Our Palus tool implements this testing approach. We compared its effectiveness with a pure random approach, a dynamic-random approach (without a static phase), and a static-random approach (without a dynamic phase) on several popular open-source Java programs. Tests generated by Palus achieved higher structural coverage and found more bugs.
Palus is also internally used in Google. It has found 22 previously-unknown bugs in four well-tested Google products.

Generating Parameterized Unit Tests
Gordon Fraser and Andreas Zeller
(Saarland University, Germany)
State-of-the art techniques for automated test generation focus on generating executions that cover program behavior. As they do not generate oracles, it is up to the developer to figure out what a test does and how to check the correctness of the observed behavior. In this paper, we present an approach to generate parameterized unit tests - unit tests containing symbolic pre- and postconditions characterizing test input and test result. Starting from concrete inputs and results, we use test generation and mutation to systematically generalize pre- and postconditions while simplifying the computation steps. Evaluated on five open source libraries, the generated parameterized unit tests are (a) more expressive, characterizing general rather than concrete behavior; (b) need fewer computation steps, making them easier to understand; and (c) achieve a higher coverage than regular unit tests.

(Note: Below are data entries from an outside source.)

PR #520, opened 2019-08-05
Add ClusterRoleBinding to Phase 3

krillw:
What are you trying to accomplish with this PR?
Add ClusterRoleBinding to Phase 3: Predeploying. ClusterRoleBinding should be used with RoleBinding simultaneously.


dturn:
Thanks for contributing this and signing the CLA. Seems like we'd want to pre-deploy ClusterRole as well? 

I'd also appreciate if you could add a test like `test_role_and_role_binding_predeployed_before_unmanaged_pod` as well.

dturn:
As of version 1.0 deploy no longer handles non-namespaced resources.

Issue #256, opened 2018-03-21
Krane CLI


KnVerey:
We've decided to try Thor for this (see discussion on this issue). The new CLI must:
- be easy to test (and well-tested)
- enforce required args (addressing https://github.com/Shopify/kubernetes-deploy/issues/482)
- implement the changes to the command and flags detailed in our [Design doc](https://docs.google.com/document/d/1oInUsKplYGNWTymPY48xtDCx3x4Cwc-phcEKUkt2v4U/edit#)

ramontayag:
Add this to the list too https://github.com/commander-rb/commander

KnVerey:
Interesting find, Tim. The maintainers (which apparently include Rafael) argue the CVE isn't actually relevant to a CLI tool: [Thor issue](https://github.com/erikhuda/thor/issues/514). Apparently it only affects Thor's `get` command, which we wouldn't have a use for.

benlangfeld:
@KnVerey Has a library on which to build this been chosen? I would be happy to prep a PR for this if so.

KnVerey:
We haven't chosen yet, but I'll bring it up again with my team and try to get back to you soon.

KnVerey:
I think Thor makes the most sense for this project. However, please note that we have a few other changes that we'd to take the opportunity to make in this transition, beyond just splitting things like `kubernetes-deploy` -> `krane deploy`. Unfortunately these aren't documented in a single place yet. I've added a work item to our internal tracker to produce a proper design document for this.

benlangfeld:
@KnVerey I have a little time available to deal with this. Is it worth me making a start? Do you have any references to those other changes you'd like to make?

KnVerey:
Hey @benlangfeld thanks for letting me know you'd like to start this soon. I started a draft of the design doc and will post it here for comment by the end of the week.

KnVerey:
Here is the proposed design as promised @benlangfeld : https://docs.google.com/document/d/1oInUsKplYGNWTymPY48xtDCx3x4Cwc-phcEKUkt2v4U/edit?usp=sharing. Let me know if you have any trouble accessing it. Everyone should be able to add comments and suggestions.

cc @Shopify/cloudplatform

benlangfeld:
Excellent, thanks @KnVerey . Here's what I propose as an approach for attacking this, each step being a PR with the intent of being merged before moving on to the following step (to reduce rebase overhead) and the possibility of being included in intermediate releases:

[...]

PR #524, opened 2019-08-13
Add a Krane CLI with one command

dturn:

Start down the road of adding a new CLI `Krane`. Our first step is adding `krane version`

See https://github.com/Shopify/kubernetes-deploy/issues/256 for lots of details

**How is this accomplished?**
We've picked `Thor` to help make the cli as easy as possible. We've picked `version` to be the first command because it's just about trivial.

**What could go wrong?**
Its new code, so the only real issue is if the dependency causes people headaches. 

**CLI**

```
➜  kubernetes-deploy git:(cli) ✗ be krane version         
[INFO][2019-08-14 11:06:56 -0700]	krane 0.26.7

➜  kubernetes-deploy git:(cli) ✗ be exe/krane  
Krane commands:
  krane help [COMMAND]  # Describe available commands or one specific command
  krane version         # Prints the version

➜  kubernetes-deploy git:(cli) ✗ be exe/krane version
[INFO][2019-08-13 16:43:39 -0700]	krane 0.26.7

➜  kubernetes-deploy git:(cli) ✗ be exe/krane version -v
ERROR: "krane version" was called with arguments ["-v"]
Usage: "krane version"
```

A fun question here is what exactly should the output be. I looked at `kubectl`, `ruby`, `node`, `bash`, and `grep` and each of these prints something different. Most are of the form `program_name version_string`. So that's what I went for.


Rakefile
```diff
@@ -20,7 +20,7 @@ desc("Run unit tests")
 Rake::TestTask.new(:unit_test) do |t|
   t.libs << "test"
   t.libs << "lib"
-  t.test_files = FileList['test/unit/**/*_test.rb']
+  t.test_files = FileList['test/unit/**/*_test.rb', 'test/exe/**/*_test.rb']
```
dturn: Is this a unit test or should it be a new category?

exe/krane
```diff
@@ -0,0 +1,22 @@
...
+  end
+
+  private
+
+  def logger(verbose: false)
+    @logger ||= KubernetesDeploy::FormattedLogger.build(@namespace, @context, verbose_prefix: verbose)
+  end
+end
+
+Krane.start(ARGV) if __FILE__ == $PROGRAM_NAME
```
timothysmith0609: Does this work? I manually bumped the gem and installed it locally and got this (added debug lines to check `__FILE__` and `$PROGRAM_NAME` when I noticed the version wouldn't print):
```
$ krane version
__FILE__:	/Users/timothysmith/.gem/ruby/2.3.3/gems/kubernetes-deploy-0.27.0/exe/krane
$PROGRAM_NAME: /Users/timothysmith/.gem/ruby/2.3.3/bin/krane
```

`bundle exec krane` yields the same result, whereas `bundle exec exe/krane version` behaves as expected.

CHANGELOG.md
```diff
@@ -6,6 +6,12 @@
   * To see what resources may be affected, run `kubectl get $RESOURCE -o jsonpath='{ range .items[*] }{.metadata.namespace}{ "\t" }{.metadata.name}{ "\t" }{.metadata.annotations}{ "\n" }{ end }' --all-namespaces | grep "last-applied"`
   * To exclude a resource from kubernetes-deploy (and kubectl apply) management, remove the last-applied annotation `kubectl annotate $RESOURCE $SECRET_NAME kubectl.kubernetes.io/last-applied-configuration-`.
 
+*Other*
+
+- We've added a new Krane cli. This code is in alpha. We are providing
+no warranty at this time and reserve the right to make major breaking changes including
+removing it entirely at any time.
```
timothysmith0609: Do we have any links to provide for the Krane redesign or is all that stuff still internal? If not, it's no problem

Rakefile
timothysmith0609: `test/cli`, perhaps?

exe/krane
dturn: Good catch! I've re-worked the file layout,  let me know what you think.

lib/krane/cli/base.rb
```diff
@@ -0,0 +1,19 @@
...
+    package_name "Krane"
+
+    def self.exit_on_failure?
+      true
+    end
+
+    private
+
+    def logger(verbose: false)
+      @logger ||= KubernetesDeploy::FormattedLogger.build(@namespace, @context, verbose_prefix: verbose)
```
timothysmith0609: Not sure if it's better to keep the base `krane` command without `@namespace, @context` and override as needed in each command or just do it all here.

timothysmith0609:
Oops, didn't notice the failed CI before I :+1: but it's just a simple rubocop fix

lib/krane/cli/base.rb
dturn: 🤞 this method goes away with a TaskContext object.

lib/krane/cli/version_command.rb
```diff
@@ -0,0 +1,15 @@
+# frozen_string_literal: true
+require 'active_support/concern'
+
+module Krane
+  module VersionCommand
```
dturn: Given the folder structure I'm wondering if this should be `module krane; module CLI; module VersionCommand` and then have the `Krane::CLI::Krane` instead of `Krane::CLI`

timothysmith0609: I think that makes sense, since `Krane` (top-level) is the entire repo, including API accessible elements, whereas `Krane::CLI::Krane` is the actual scoping of the command-line entrypoint. It's a bit wordy but makes the separation of responsibilities clearer IMO

test/exe/krane_test.rb
```diff
@@ -0,0 +1,20 @@
...
+    assert_logs_match_all([
+      "Krane Version: #{KubernetesDeploy::VERSION}",
+    ], in_order: true)
+  end
+
+  private
+
+  def krane
+    @krane = Krane::CLI.new.tap do |krane|
+      krane.instance_variable_set('@logger', @logger)
```
timothysmith0609: Hmmm, why do we need to do it like this? Won't it be instantiated transparently on the call to `#logger`?

lib/krane/cli/version_command.rb
dturn: Fixed

lib/krane/cli/version_command.rb
```diff
@@ -0,0 +1,21 @@
...
+        #check: { type: :string, banner: 'context',
+        #  desc: 'Verify if Krane is compatible with your local and remote k8s versions.' }
+      }
+
+      def self.from_options(options)
+        # This code will use the Validtor object being added in a different PR.
+        #if options[:check]
+        #  $stderr.puts("Checking if context: #{options[:check]} is valid")
+        #end
+        $stderr.puts("Krane Version: #{KubernetesDeploy::VERSION}")
```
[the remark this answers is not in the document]
dturn: Good question: https://www.jstorimer.com/blogs/workingwithcode/7766119-when-to-use-stderr-instead-of-stdout has some thoughts on each. But I think you're right, the version is the desired output of this command so it should go to stdout. (The output for the `--check` flag is probably destined for stderr)

lib/krane.rb
```diff
@@ -0,0 +1,5 @@
+# frozen_string_literal: true
+require 'kubernetes-deploy/common'
```
dturn: This is a partial optimization to make loading time faster. If we require `kubernetes-deploy` it takes about 0.8 seconds to print the `krane help`. As is about 0.4 and if we require nothing 0.3. I feel like this strikes a good balance between not feeling to slugish to print help but not have to cherry pick exactly what we want when want it.

dturn:
This is ready for 👀 though I don't want to merge it till after the `-f` flag PR. I played with what it might look like to add the `--check` flag in https://github.com/Shopify/kubernetes-deploy/commit/e6306af47deee1776bce9d5414c36b2843b3e5f5 and feel good that there is a reasonable way forward for more than just trivial commands. @KnVerey took a stab at deploy in https://github.com/Shopify/kubernetes-deploy/compare/cli...knverey_cli and this pr took some but not all of the ideas.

High Coverage Testing of Haskell Programs
Tristan Allwood, Cristian Cadar

, and Susan Eisenbach
(Imperial College Longon, UK; Imperial College London, UK)
This paper presents a new lightweight technique for automatically generating high coverage test suites for Haskell library code. Our approach combines four main features to increase test coverage: (1) automatically inferring the constructors and functions needed to generate test data; (2) using needed narrowing to take advantage of Haskell's lazy evaluation semantics; (3) inspecting elements inside returned data structures through the use of case statements, and (4) efficiently handling polymorphism by lazily instantiating all possible instances.
We have implemented this technique in Irulan, a fully automatic tool for systematic black-box unit testing of Haskell library code. We have designed Irulan to generate high coverage test suites and detect common programming errors in the process. We have applied Irulan to over 50 programs from the spectral and real suites of the nofib benchmark and show that it can effectively generate high-coverage test suites---exhibiting 70.83% coverage for spectral and 59.78% coverage for real---and find errors in these programs.
Our techniques are general enough to be useful for several other types of testing, and we also discuss our experience of using Irulan for property and regression testing.